Saved data entries:

Issue #1668, opened 2026-09-16
Merge the wizard vault step with the OAuth vault picker for MCP-first signups


Rasbandit:
## Idea

The MCP-first signup flow currently shows two screens that both create a vault:

- `/onboard/vault` (`onboard-vault-page.tsx`) — picks the source (Obsidian vs fresh) and, on the fresh path, creates the first vault.
- `/oauth/consent` — picks which vaults the connecting client may access, and for a brand-new account that list is empty.

For someone arriving through an MCP connector these are the same decision asked twice. Merge them: drop the Obsidian source pick from this path, let the consent screen create the first vault, and move the Obsidian story to its own "how to connect Obsidian" step.

## Constraints found while implementing #1666

Anyone picking this up should know these before designing it.

**`uses_obsidian` is load-bearing, not a preference.** `Engram.Onboarding.derive_gate/3` computes `vault_required = profile_ok and profile["uses_obsidian"] != true`, and `set_profile/2` only stamps `completed_at` once **both** `tools` and `uses_obsidian` are present. A merged screen that stops asking must still **write** `uses_obsidian: false`, or `profile_complete?` stays false, the gate keeps failing on `profile`, and the dead end this epic closed reopens one layer over.

**Defaulting it to false is right for this path and wrong as a general rule.** Obsidian-first users arrive via `/link`, which carries its own `RequireOnboarding, [skip_vault: true]` relaxation (`device_auth_controller.ex:21`) precisely so the plugin's first sync can create the vault. If a merged screen forced a vault on them, first sync would land beside an empty vault they never asked for — the duplicate-vault class already documented in `folder-rename-mint-resurrection.md` and `crdt-create-cross-vault-id-remint`.

**An added step changes the chain for everyone.** `build_steps/2` feeds the `Step X of N` counter in `OnboardLayout`. A "learn about Obsidian" step makes every signup, including self-host, count one higher. It also needs a completion condition, or `next_step` can never advance past it.

**The consent screen already has vault-creation adjacency.** It renders the vault picker with an "All vaults" option that stays all-vaults as new ones are created, so a create affordance there has to decide whether a vault made during consent lands inside an explicit selection or the implicit all-vaults grant.

## Scope

Not a follow-up to bolt onto #1666 — it changes the wizard's shape for every user, not just the MCP-first path. Wants its own design pass.

Refs #1666

Issue #1204, opened 2026-08-02
p1: a registered-but-unused vendor redirect grants the verified badge (impersonation)


Rasbandit:
`LogoAllowlist.resolve/4` grants `verified: true` if **any** entry in a client's registered `redirect_uris` matches a vendor host. It does not check which redirect the grant actually used. Since `/oauth/register` is public DCR, anyone can put a vendor host in their list, authorize with a different one, and wear the vendor's badge and logo.

## Reproduction (run against staging 0.13.0)

```elixir
LogoAllowlist.resolve(nil,
  ["http://localhost:9999/steal", "https://claude.ai/api/mcp/auth_callback"],
  "Totally Legit App")
```

```
verified=true  name="Claude"  logo="/assets/clients/claude.svg"
```

The attacker authorizes with `redirect_uri=http://localhost:9999/steal`, so the code is delivered to their machine, while the victim's connections list shows **Claude, verified, with Anthropic's logo**.

## Why the existing argument does not cover this

The module's own rationale is:

> A forger can claim `redirect_uri=https://claude.ai/...`, but the auth code is then delivered to Anthropic, not to them.

That holds only when the grant *uses* that URI. With a multi-entry list the forger claims the vendor host for the badge and uses a loopback for delivery. The two are decoupled.

This is the same class as the `software_id` tightening (#1156): identity that reads as *proven* while actually being *claimed*. That one was closed by deleting guessed entries; this path stayed open because the host looked like proof.

## Cause

`lookup_by_host/1` is `Enum.find_value/3` over the whole registered list — first vendor match wins, no relationship to the grant:

```elixir
defp lookup_by_host(uris) when is_list(uris) do
  Enum.find_value(uris, @empty, fn uri -> ... end)
end
```

## Two fixes

**A. Interim, small: require EVERY redirect to be a vendor-owned HTTPS host.** If a client can receive codes anywhere other than the vendor's host, that host proves nothing about delivery. One function plus tests, no migration.

- attacker `[localhost, claude.ai]` → contains a non-vendor URI → **unverified**
- Cursor `[cursor://…, www.cursor.com, localhost:8787]` → **unverified** (already is, and correctly so: its desktop grant lands on loopback)
- single-redirect vendors (Claude, ChatGPT, Grok, Mistral, Antigravity per the observed table in `connections-client-identity.md`) → unchanged

[...]

PR #1670, opened 2026-09-16
fix: let an MCP-first signup finish onboarding and resume consent

### LINKED ISSUE #1666: p1: MCP-first signup dead-ends — OAuth succeeds, every tool call 403s onboarding_required forever
## Summary

A user who reaches Engram through an MCP client's OAuth flow, and never through `app.engram.page`, ends up with an account that can do nothing. OAuth succeeds, tokens are issued, and then every MCP tool call returns `403 onboarding_required` forever. Nothing in the OAuth path runs or links to the onboarding wizard, so the user has no path forward and no way to know what is wrong.

This is a signup funnel leak with a legal component: these accounts exist with **no terms acceptance recorded at all**.

## Evidence (prod, verified against RDS + Loki)

`dgonzalez.integraenergia@gmail.com`, internal `01a0a550-4d17-795b-88ea-92d5e4d8e62a`, Clerk `user_3JMne9wsT1Pxy6hHMpo3FCQAbyr`.

| UTC 2026-09-15 | Event |
|---|---|
| 13:44:42 | DCR registers client `052a941b-…` name `Google Antigravity` |
| 13:44:58 | User row created (signup happened inside the OAuth grant screen) |
| 13:45:18 | Grant succeeds: 2 `oauth_refresh_tokens`, scope `mcp`, exp 2026-12-14 |
| 13:45:18 | First 4 MCP tool calls → `POST 403`, `onboarding_required`, `missing: ["profile","subscription","terms","vault"]` |
| 13:49:55 – 19:25:32 | 12 further DCR registrations, 41 `auth rejected reason=no_auth` 401s, zero new tokens |

Final DB state: 0 vaults, 0 notes, 0 chunks, 0 attachments, 0 `crdt_update_log`, 0 `api_keys`, 0 `client_logs`, 0 `user_agreements`, 0 `onboarding_actions`, 0 `subscriptions`, `plan_id` NULL, `free_tier_accepted_at` NULL, `onboarding_profile` `{}`. Account never deleted, never suspended.

Not a one-off. `aortizsm@gmail.com` (2026-09-11) shows the same zero-everything shape. Contrast a healthy account, `sabio@web.de`: 2 agreements, 1 vault, 100 notes.

## Root cause

`/api/mcp` pipes through the shared `:authed_api` pipeline, which carries `EngramWeb.Plugs.RequireOnboarding` (`lib/engram_web/router.ex:55`). The gate is correct; the problem is that no OAuth controller (`authorize`, `token`, `register`) references onboarding at all, so an MCP-first user can never satisfy it without independently discovering the web app.

`device_auth_controller.ex:21` is the only route-level relaxation that exists today (`RequireOnboarding, [skip_vault: true]`). The MCP grant path has no equivalent.

## Proposed fix

Split the four gate conditions by what they actually are.

**`terms` is legally load-bearing.** Capture it on the OAuth consent screen for users who have not accepted, as clickwrap: terms and privacy visible or clearly linked, acceptance recorded on the same affirmative click that grants the scope. Record version hash, timestamp, IP, and user agent into `user_agreements`. `terms_versions` already stores a content hash, which is the right evidence model.

**`subscription`, `profile`, and `vault` are product state, not law.** Auto-provision Free tier and a default vault at grant time. Gating MCP on them yields nothing and costs the user.

**Backstop:** make the 403 body actionable. `next_step` is already returned; include an absolute URL the MCP client can surface so a user who still lands here has somewhere to go.

## Out of scope

No change to the gate itself, and no relaxation on the WebSocket path. `Engram.Onboarding.gate/2` stays authoritative for both transports.

## Notes

- Full write-up: `docs/context/mcp-first-signup-onboarding-deadend.md` (#1664).
- Related: #364 (wizard-side half).
- The observed `missing` list is version-dependent. `Onboarding.derive_gate/3` computes `vault_required = profile_ok and profile["uses_obsidian"] != true`, so the list shape varies; treat the recorded value as observed, not stable.

Rasbandit:
## Summary

- A user who reaches Engram through an MCP client's OAuth flow completed the grant, got valid tokens, and then hit `403 onboarding_required` on every tool call forever. `/api/mcp` pipes through the shared `:authed_api` pipeline which carries `RequireOnboarding` (`router.ex:55`), and no OAuth controller referenced onboarding, so there was no path forward and nothing in the response said so. Verified in prod: two accounts sit at zero vaults, zero notes, zero agreements.
- The consent page now parks the in-flight authorization, sends the user through the existing wizard, and returns them to finish approving. Terms capture stays in the wizard rather than being forked onto a second screen, so the binding-grade path (version + content hash + IP + user agent) is untouched. The FTUX tool question is pre-answered from the connecting client instead of asked, since arriving through an MCP connector has already answered it.
- Refusals on `/api/mcp` are now JSON-RPC errors carrying a readable sentence. `McpController` always shaped its own failures that way, but the seven halting plugs in `:authed_api` never reach it, so their flat REST bodies went out as-is and MCP clients showed a bare "HTTP 403" with the body dropped. Status codes are unchanged.

Interrupting the authorization leg for signup is expected behavior under OAuth 2.1, provided the request parameters stay associated, the user stays in one origin, the context is preserved, and cancelling returns a standards-compliant error. All four hold here: the full consent URL including `state` and the PKCE challenge survives the detour, the wizard names the app that is waiting, and Cancel reports `access_denied` to the original redirect.

### Notable decisions

- **`McpErrorEnvelope` installs on the MCP scope, not in `Plugs.Halt`.** `Halt.json/3` is shared by ~20 call sites across six pipelines and its moduledoc states that extras stay at the call site. Same placement and `register_before_send` mechanism as the existing `McpAuthChallenge`.
- **401 is deliberately not reshaped.** It is the OAuth discovery entry point (RFC 9728 §5.1) and its bare body plus `WWW-Authenticate` is what a spec-following client acts on.
- **`build_steps/2` drops `:tools` once answered.** It feeds the "Step X of N" header, and a pre-answered step that never renders must not be counted; without this the MCP-first path read "Step 2 of 4" then jumped to "Step 4 of 4".
- **The client slug resolves from the redirect the grant is using**, and a `redirect_uri` the client never registered is ignored rather than trusted. Scanning a registered list for any vendor host is what #1204 was.

### Tests added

● TASK STATEMENT: Please transcribe the records exactly from their first line through the line holding "The MCP-first signup", and leave out all others.

● RESPONSE BELOW:
Issue #1668, opened 2026-09-16
Merge the wizard vault step with the OAuth vault picker for MCP-first signups


Rasbandit:
## Idea

The MCP-first signup flow currently shows two screens that both create a vault:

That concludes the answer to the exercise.